Hwwauoch // Under the Gaze of Dissolution – While Voidsphere conjures the weight of the void and Mahr channels hate, Hwwauoch’s dissonant and fluid-structure has always felt like a twisted and perverse image of Freud’s unconscious “id.” The dissonance conjured from the act’s catalog has always hinted at something beyond simple menace of or even unknowable hugeness: they play the music of distorted consciousness and humans made in God’s corrupted image. What their fourth full-length constitutes, however, is a radical departure from the dense impenetrability of Hwwauoch’s catalog. They brighten vocals and scathing melody into something resembling free jazz, but into a crippled and limping image unlike the decadence of Imperial Triumphant. A rare semblance of humanity in a chunky riff or tangible vocal appears beneath the howls (i.e. “Voluntary Trepanation”), but across its six-track acid trip they stumble through wonky compositions, complete with jazzy basslines, tortured layers of vocals, wonky ambiance, and dissonant punk riffs. Hwwauoch accomplishes an album that stands out due to its shining clarity and the ultimate descent into insanity.


Pharmakeia // Maenadic Ecstasy – While the tricks don’t necessarily feel earthshaking, the Prava Kollektiv’s newest addition manages to sound the most traditionally “kvlt” while still reveling in devastating density.
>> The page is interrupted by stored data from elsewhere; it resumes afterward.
PR #195, opened 2026-04-18
[skills] Auto-capture Claude Code adapter

alanshurafa:
## Summary

Concrete Claude Code adapter for the [\`skills/auto-capture/\`](../auto-capture/) behavioral protocol by @jaredirish. Where the base skill defines a verbal trigger ("wrap up", "park this") and the user runs \`capture_thought\` manually, this adapter fires the same capture automatically via Claude Code's Stop hook at session end.

- Zero-dependency Node 18+ ESM script
- Parses the Claude Code transcript file on session-end
- Wraps user content in \`<thought_content>\` delimiters before posting (prompt-injection defense)
- AbortController on every fetch (10s default, \`FETCH_TIMEOUT_MS\` env override)
- Retry queue for transient failures; 4xx permanent failures dumped to \`dead/\` on first try
- Idempotent via \`import_key\` (session-id + content hash) so retries don't duplicate

## Why

Jared's protocol is the right behavioral frame for "end of session, capture the gold." What it needs is a binding for the client that can fire the protocol without the user having to remember. Claude Code's Stop hook is that binding for anyone running Claude Code as their primary client. Other clients (Cursor, generic CLIs) can follow the same shape.

Install both skills together — the base skill teaches the protocol; this adapter mechanizes it.

## Test plan

- [ ] Install alongside \`skills/auto-capture/\`
- [ ] Configure Claude Code Stop hook per README Step 3
- [ ] Have a session with 3+ user turns, close it — verify a thought appears in the brain with \`source_type = "claude_code_session"\`
- [ ] Short session (< 3 user turns) — verify \`skipped:too_short\` appears in \`logs/ambient-capture.log\`, no thought captured
- [ ] Kill SUPABASE_URL mid-session-end — verify the capture lands in \`data/capture-retry-queue/\`, gets picked up on next session
- [ ] Invalid MCP_ACCESS_KEY — verify 401 produces \`error:http_401:permanent\` log (no infinite retry)
- [ ] \`node --check session-end-capture.mjs\`
- [ ] Verify \`metadata.json\` passes the gate schema


alanshurafa:
Mergeable, no conflicts against `main`. No blockers from my side; ready whenever it reaches the queue.

justfinethanku (approved):
Maintainer pass complete. Added the OB1 community badge + creator credit to the new adapter README, refreshed the branch against current `main`, and verified the refreshed head passed the repo label and markdown lint checks.

PR #98, opened 2026-03-22
[schemas] Ingestion jobs schema for document ingest

alanshurafa:
## Summary
- Adds `ingestion_jobs` and `ingestion_items` tables for tracking document ingestion lifecycle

No frills black metal with no reprieve from the scathing tremolo and blastbeats, there is an undeniable rawness here that recalls the borderline noise of Upir or even Portal’s twisted guitar tone. However, in the refusal to succumb to atmoblack tropes, the breaks in the chaos are more like the raised fist between blows. There’s undeniable psychedelia and otherworldliness woven into Pharmakeia’s approach, which fits them neatly among the Prava Kollektiv’s ranks, while its sparsely used clean baritone adds a haunting liturgical weight. It adheres to the second-wave worship most consistently, that although “Execration” features a sliding riff, “Furore” and “Lunacy” offer viciously chunky riffs, and “Zeal” kicks you in the face with a synth passage, it never feels as if it departs from black metal’s roots. Perhaps the only Prava Kollektiv offering that strays from the “atmospheric black metal” tag, don’t let its youth fool you: Pharmakeia is worth all the pain it inflicts.